* **WORK TO BE COMPLETED**: This exercise calls for the listing to be set down exactly.

**** SOURCE RECORDS ****

PR #376, opened 2026-06-09
Implement `list-models` and `show-model`

jpm-canonical:
This can be tested using https://github.com/canonical/gemma4-snap/pull/39

Added:

- [x] `list-models` prints a table list list-engines
- [x] `list-models --format=json`
- [x] `show-model <model-name|model-id>` prints the manifest in yaml
- [x] `show-model <model-name|model-id> --format=json`

Tested:

- [x] Install from branch, auto selection: intel-gpu
- [x] `list-models` only show one model compatible with intel-gpu engine
- [x] `show-model` no params
- [x] `show-model` auto-complete
- [x] Switch engine to: cpu
- [x] `list-models` shows three compatible models
- [x] `show-model` auto-completes three models

Issues/questions:

* ~~`show-model` prints the entire model manifest as is. This also includes the `layout`. Should we hide the `layout` from this output?~~
* `status` reports the model name, as should be provided when using the OpenAI API. This name is different from the one reported by `list-models` and `show-model`


cmd/cli/commands/list-models_test.go
```diff
@@ -0,0 +1,112 @@
...
+		t.Fatalf("Error preparing test data: %v", err)
+	}
+
+	err = cmd.printModelsTable(*modelsList)
+	if err != nil {
+		t.Fatal(err)
+	}
+}
+
+func Example_printModelsJson() {
```
farshidtz, line 99: Please add tests for the list-models table output.

cmd/cli/commands/list-models.go
```diff
@@ -51,11 +64,156 @@ func (cmd *listModelsCommand) run(_ *cobra.Command, _ []string) error {
 		return fmt.Errorf("%s: %w", common.LoadingEngineManifest, err)
 	}
 
+	var modelsList outputModels
 	for _, model := range engineManifest.Model.Options {
-		// TODO in IENG-2398: handle json and table formats, including model metadata
-		// For now just print a list of model IDs
-		fmt.Println(model)
+		modelManifest, err := models.LoadManifest(cmd.ModelsDir, model)
```
farshidtz, line 69: Disk size here and in show-model can benefit from reformatting to the largest number group.

I'm getting:
```
NAME  CAPABILITIES  DISK SIZE                                                   
e2b   text          2963M                                                       
e4b*  text          5089M                                                       
26b   text          16163M 
```

cmd/cli/commands/show-model.go
```diff
@@ -0,0 +1,144 @@
...
+
+	var manifest *models.Manifest
+	for i := range manifests {
+		if manifests[i].Name == modelName || manifests[i].ID == modelName {
+			manifest = &manifests[i]
+			break
+		}
+	}
+	if manifest == nil {
+		return fmt.Errorf(`model "%s" does not exist`, modelName)
```
farshidtz:
```suggestion
		return fmt.Errorf("model %q does not exist", modelName)
```

farshidtz (changes requested):
Thanks. I've tested this with the suggested gemma4 build. 

> show-model prints the entire model manifest as is. This also includes the layout. Should we hide the layout from this output?

Indeed, attributes that belong to the packaging (layout, environment) should not be displayed in show/list-models. Introduce a decoupled data model (ModelDetails, similar to the existing EngineDetails) that inherits and overrides?

> status reports the model name, as should be provided when using the OpenAI API. This name is different from the one reported by list-models and show-model

Ideally, the model name in the API should be taken from the same source, but I'm afraid this isn't always feasible. I believe once we deprecate `MODEL_NAME` with something like `modelctl show-model | jq .name`, this will end up in sync for servers that support setting the model name at runtime. 

Thinking about this further, maybe the name here should have been "alias" as in our early design. This also solves the problem of these names not being unique, unlike other names in the snap ecosystem.

```
$ gemma4 show-model
id: e4b-it-int4-ov
name: e4b
description: E4B model for OpenVINO
model-card-url: https://huggingface.co/OpenVINO/gemma-4-E4B-it-int4-ov
quantization: INT4
capabilities:
    - text
disk-size: 6161M
components:
    - model-e4b-it-int4-ov-1-of-2
    - model-e4b-it-int4-ov-2-of-2
environment:
    - MODEL_NAME=gemma4-e4b-it-int4-ov
    ...
layout:
    ...
```

jpm-canonical:
> Thinking about this further, maybe the name here should have been "alias" as in our early design. This also solves the problem of these names not being unique, unlike other names in the snap ecosystem.

I agree. Let's do that in a separate PR, as it would require updating the test data and the consuming snap's model manifests.

farshidtz (approved):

****

* **OUTPUT FOR THIS EXERCISE**:
PR #376, opened 2026-06-09
Implement `list-models` and `show-model`

jpm-canonical:
This can be tested using https://github.com/canonical/gemma4-snap/pull/39

Added:

- [x] `list-models` prints a table list list-engines
- [x] `list-models --format=json`
- [x] `show-model <model-name|model-id>` prints the manifest in yaml
- [x] `show-model <model-name|model-id> --format=json`

Tested:

- [x] Install from branch, auto selection: intel-gpu
- [x] `list-models` only show one model compatible with intel-gpu engine
- [x] `show-model` no params
- [x] `show-model` auto-complete
- [x] Switch engine to: cpu
- [x] `list-models` shows three compatible models
- [x] `show-model` auto-completes three models

Issues/questions:

* ~~`show-model` prints the entire model manifest as is. This also includes the `layout`. Should we hide the `layout` from this output?~~
* `status` reports the model name, as should be provided when using the OpenAI API. This name is different from the one reported by `list-models` and `show-model`


cmd/cli/commands/list-models_test.go
```diff
@@ -0,0 +1,112 @@
...
+		t.Fatalf("Error preparing test data: %v", err)
+	}
+
+	err = cmd.printModelsTable(*modelsList)
+	if err != nil {
+		t.Fatal(err)
+	}
+}
+
+func Example_printModelsJson() {
```
farshidtz, line 99: Please add tests for the list-models table output.

cmd/cli/commands/list-models.go
```diff
@@ -51,11 +64,156 @@ func (cmd *listModelsCommand) run(_ *cobra.Command, _ []string) error {
 		return fmt.Errorf("%s: %w", common.LoadingEngineManifest, err)
 	}
 
+	var modelsList outputModels
 	for _, model := range engineManifest.Model.Options {
-		// TODO in IENG-2398: handle json and table formats, including model metadata
-		// For now just print a list of model IDs
-		fmt.Println(model)
+		modelManifest, err := models.LoadManifest(cmd.ModelsDir, model)
```
farshidtz, line 69: Disk size here and in show-model can benefit from reformatting to the largest number group.

I'm getting:
```
NAME  CAPABILITIES  DISK SIZE                                                   
e2b   text          2963M                                                       
e4b*  text          5089M                                                       
26b   text          16163M 
```

cmd/cli/commands/show-model.go
```diff
@@ -0,0 +1,144 @@
...
+
+	var manifest *models.Manifest
+	for i := range manifests {
+		if manifests[i].Name == modelName || manifests[i].ID == modelName {
+			manifest = &manifests[i]
+			break
+		}
+	}
+	if manifest == nil {
+		return fmt.Errorf(`model "%s" does not exist`, modelName)
```
farshidtz:
```suggestion
		return fmt.Errorf("model %q does not exist", modelName)
```

farshidtz (changes requested):
Thanks. I've tested this with the suggested gemma4 build. 

> show-model prints the entire model manifest as is. This also includes the layout. Should we hide the layout from this output?

Indeed, attributes that belong to the packaging (layout, environment) should not be displayed in show/list-models. Introduce a decoupled data model (ModelDetails, similar to the existing EngineDetails) that inherits and overrides?

> status reports the model name, as should be provided when using the OpenAI API. This name is different from the one reported by list-models and show-model

Ideally, the model name in the API should be taken from the same source, but I'm afraid this isn't always feasible. I believe once we deprecate `MODEL_NAME` with something like `modelctl show-model | jq .name`, this will end up in sync for servers that support setting the model name at runtime. 

Thinking about this further, maybe the name here should have been "alias" as in our early design. This also solves the problem of these names not being unique, unlike other names in the snap ecosystem.

```
$ gemma4 show-model
id: e4b-it-int4-ov
name: e4b
description: E4B model for OpenVINO
model-card-url: https://huggingface.co/OpenVINO/gemma-4-E4B-it-int4-ov
quantization: INT4
capabilities:
    - text
disk-size: 6161M
components:
    - model-e4b-it-int4-ov-1-of-2
    - model-e4b-it-int4-ov-2-of-2
environment:
    - MODEL_NAME=gemma4-e4b-it-int4-ov
    ...
layout:
    ...
```

jpm-canonical:
> Thinking about this further, maybe the name here should have been "alias" as in our early design. This also solves the problem of these names not being unique, unlike other names in the snap ecosystem.

I agree. Let's do that in a separate PR, as it would require updating the test data and the consuming snap's model manifests.

farshidtz (approved):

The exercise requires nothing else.